Though people share 99,5% of genome (we are 99,5% identical), remaining 0,5% contains enough individuality to cause distinct reactions to the same stimuli. For example, a difference in just one letter of our genetic book (nitrogenous base) can be responsible for genetic disorders such as cystic fibrosis or sickle cell anemia.

Unlike genetic disorders, chronic diseases linked to diet are multifactorial. This means that the genetic component is just one of the factors in their development, making its role a lot harder to detect.

The concept of a diet made exclusively for you and your genes sounds tempting, but we are still far away from understanding the orchestrated way that our body functions in. World’s leading institutions warn that nutrigenomics isn’t ready for commercial use, regardless of the fact that nutrigenetic tests are already present on the market.

Also, albeit we are different, remember that we’re still 99,5% the same, so diet can be personalized only up to a certain point.

Nutritionist of the future

Nutritional genomics and individualization aside… Basic question in nutrition is not (any more) what to eat, but how to make people change their dietary habits. How to find a way in a world that makes us eat more and in a worse quality than we should. Nutritionist of the future will emphasize the psychology of habit change. They will focus on individual work with clients, or working in small groups. I think we can now safely conclude that the experiment with the general advice for the public didn’t go so well.

Nutritionists will be more aware of the context of the diet. It doesn’t matter only what you eat, but how you eat, with whom, where, what you believe in, what’s your budget, what are your preferences. Nutritionist of the future will take all this into consideration, including the genetic profile of a person.

Consumer of the future – changing the perception about nutrition

It’s very modern and cool to consider diet very important and a cure for all diseases. Especially as an alternative to the evil pharmaceutical industry. However, it is not. Diet, along with a healthy lifestyle, is the best known prevention to different diseases, but it is not a cure.
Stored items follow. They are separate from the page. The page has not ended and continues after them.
Issue #213, opened 2015-04-10
Add extension methods on System.Action for ShouldThrow etc


kpstolk:
It is easier in my opinion to have an extension on System.Action like this:

    Action action = () => { throw new NotImplementedException(); };
    action.Throws<NotImplementedException>();

instead of:

    Action action = () => { throw new NotImplementedException(); };
    Should.Throws<NotImplementedException>(action);

JakeGinnivan:
I think having these extension methods make sense. They should just proxy to the existing static methods.

All the Should.Throw tests should be moved over to use the new extension methods so all code paths are still tested

Happy to have a pull request for this

JakeGinnivan:
I think this is even more useful for the task overloads.

`await task.ShouldThrowAsync<InvalidOperationException>()`

JoeMighty:
kpstolks initial suggestion is to make the method `action.Throws<T>`, however I feel `action.ShouldThrow<T>` makes more sense as all other Shoudly methods start with the Should prefix. 

What are your thoughts?

JoeMighty:
Also, is there any need to pass the action in as an argument as well? Presumably we can just do:

`action.ShouldThrow<T>()` instead of `action.ShouldThrow<T>(action)`?

kpstolk:
No, my bad. I've updated the sample code.

JoeMighty:
Thanks for the clarification. That makes more sense :)

JakeGinnivan:
This will also have to be in addition to old API. This isn't worth a breaking change

JoeMighty:
I've been working on this one ([see comparison here](https://github.com/shouldly/shouldly/compare/master...JoeMighty:ShouldThrowExtensions)) and added the necessary extension methods and updated the tests accordingly; however I'm struggling updating the tests for the timeout scenarios `FuncOfTaskWithTimeoutScenario.cs` and `TaskWithTimeoutScenario.cs` that take an additional delegate as an argument.

Do you have any suggestions on how I can proceed with this, they seem quite specific tests that won't work with these updates?

JakeGinnivan:
Should be fine, the overload should be

`ShouldThrow<T>(this Task<T> task, Timeout timeout);`

Is that what you mean?

JoeMighty:
Yes, I realised I'd missed the Timeout overload methods :S I was also having difficulty in converting the tests that pass the task to a `Should.Throw(Action)` but figured it out in the end. Thanks.

[...]

PR #249, opened 2015-06-30
Added ShouldThrow and ShouldNotThrow extensions

JoeMighty:
Here are the ShouldThrow and ShouldNotThrow extensions from for issue #213. I've updated the tests accordingly - I hope they're all ok!

### DIFF
--- a/src/Shouldly/ShouldStaticClasses/ShouldThrowExtensions.cs
+++ b/src/Shouldly/ShouldStaticClasses/ShouldThrowExtensions.cs
@@ -8,6 +8,20 @@ namespace Shouldly
     [ShouldlyMethods]
     public static partial class Should
     {
+        /*** ShouldThrow(Action) ***/
+        public static TException ShouldThrow<TException>(this Action actual) where TException : Exception
+        {
+            return Throw<TException>(actual);
+        }
+        public static TException ShouldThrow<TException>(this Action actual, string customMessage) where TException : Exception
+        {
+            return Throw<TException>(actual, customMessage);
+        }
+        public static TException ShouldThrow<TException>(this Action actual, [InstantHandle] Func<string> customMessage) where TException : Exception
+        {
+            return Throw<TException>(actual, customMessage);
+        }
+        /*** Should.Throw(Action) ***/
         public static TException Throw<TException>([InstantHandle] Action actual) where TException : Exception
         {
             return Throw<TException>(actual, () => null);
@@ -34,6 +48,21 @@ namespace Shouldly
             throw new ShouldAssertException(new ExpectedShouldlyMessage(typeof(TException), customMessage).ToString());
         }
 
+        /*** ShouldNotThrow(Action) ***/
+        public static void ShouldNotThrow(this Action action)
+        {
+            NotThrow(action);
+        }
+        public static void ShouldNotThrow(this Action action, string customMessage)
+        {
+            NotThrow(action, customMessage);
+        }
+        public static void ShouldNotThrow(this Action action, [InstantHandle] Func<string> customMessage)
+        {
+            NotThrow(action, customMessage);
+        }
+
+        /*** Should.NotThrow(Action) ***/
         public static void NotThrow([InstantHandle] Action action)
         {
             NotThrow(action, () => null);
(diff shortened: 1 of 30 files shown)


src/Shouldly/ShouldStaticClasses/ShouldThrowExtensions.cs
```diff
@@ -8,6 +8,20 @@ namespace Shouldly
     [ShouldlyMethods]
     public static partial class Should
     {
+        /*** ShouldThrow(Action) ***/
+        public static TException ShouldThrow<TException>(this Action actual) where TException : Exception
```
JakeGinnivan: I think we should put these extensions in another class so we don't have `Should.ShouldThrow` and `Should.Throw` on the same class.

Maybe move it `ShouldThrowExensions` or something

JakeGinnivan:
Just the one comment. Looks awesome apart from that

JoeMighty:
Great! I'm just about to head off to bed now but I'll try move them into another class tomorrow during my lunch break.

JakeGinnivan:
:+1:

JoeMighty:
As `ShouldThrowExtensions.cs` already exists I moved the newly created overloads into classes respective Overload.cs classes (ie: `ShouldThrowExtensionsOverloads.cs`). I hope this is ok, if not then let me know and I'll update it.

For some reason it appears to have broken the AppVeyor build but I can't see why it would have done this. It's complaining about references to tasks?

JakeGinnivan:
Yeah, Shouldly is both .net 3.5 and .net 4.0. So you need the `#if net40` directtives around any code which references .net 4.0 stuff.

JakeGinnivan:
The solution opens as .net 4.0 only. you can run `msbuild shouldly.sln /p:targetframeworkversion=v3.5` to test locally

src/Shouldly/ShouldStaticClasses/ShouldThrowExtensionsOverloads.cs
```diff
@@ -0,0 +1,50 @@
+﻿using System;
+using JetBrains.Annotations;
+
+namespace Shouldly
+{
+    public static partial class Should
```
JakeGinnivan: Change the class name as well, these methods still exist on the `Should` type.

JoeMighty: Good point, is this better:

    public static class ShouldThrowOverloads
    {
        public static TException ShouldThrow<TException>(this Action actual) where TException : Exception
        {
            return Should.Throw<TException>(actual);
        }
    ...

JakeGinnivan: yep, that would be great

JoeMighty: It looks like updating the extension to return `Should.Throw` will result in the error message changing from "action should throw" to "return Should throw". It'd be nice to keep the variable (`action`) in the message. Is it worth looking at a custom message generator or do you point me in the direction of another way around this problem that allows us to move these methods into their own class yet retain the helpful error message?

JakeGinnivan: Make sure you attribute the new class with 
```
[DebuggerStepThrough]
[ShouldlyMethods]
```

JakeGinnivan: Im heading to bed (back in Australia now). If you don't make progress let me know, I will merge then have a look at solving in the morning when I get up

JakeGinnivan: The PR looks great, i'm sure I can sort the small remaining issues

JakeGinnivan:
Have time this morning to do some OSS work, figured i'd get this merged as you have done all the hard work :) Thanks!

JoeMighty:
Alright, thanks for picking that up for me.

JakeGinnivan:
Not a prob, was hardly anything to do didn't seem worth another round trip :+1:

I am looking forward to the day when diet will be seen like dental care. When people will take care of it not by reading suspicious blogs but through counseling with a nutritionist. Sounds surreal? Imagine a world where no one visits the dentist until their teeth start falling out at around 45 years of age. I believe we are on our way to accept nutritionist as an expert who will help us improve our health.

I am also looking forward to the day when people will become aware of their nature, among other things the lust for sensationalism. So aware they’ll be able to resist it by understanding there is no place for sensationalism when it comes to diet. In other words, if something sounds too good to be true, it probably isn’t. I believe we are slowly outgrowing the phase of simply accepting all information that is served to us.

I also believe that in the future, the number of Instagram photos hashtagged #cleaneating will drop, and diet will stop being the object of ideology.

Digitalization and automatization

We live in the information age. Everything is digitalized. Everything is automatized. And that’s great. This trend will ensure easier life with more free time if we learn to spread the benefits through all layers of the society.

The number of conveyor workers has been reduced. Every job that demands physical work can be done by robots, faster and more precise. Even if we were brave enough to abandon old concepts and think more seriously about the universal basic income, the process of assigning automated work to robots would be even faster.

However, there are vocations that won’t be replaced that easily. Nutritionist is one of them. Nutritionist work takes a significant psychological component that computers (still) cannot give.

My fellow nutritionists, we can sleep peacefully because the nutritionist of the future will not be a robot (for now).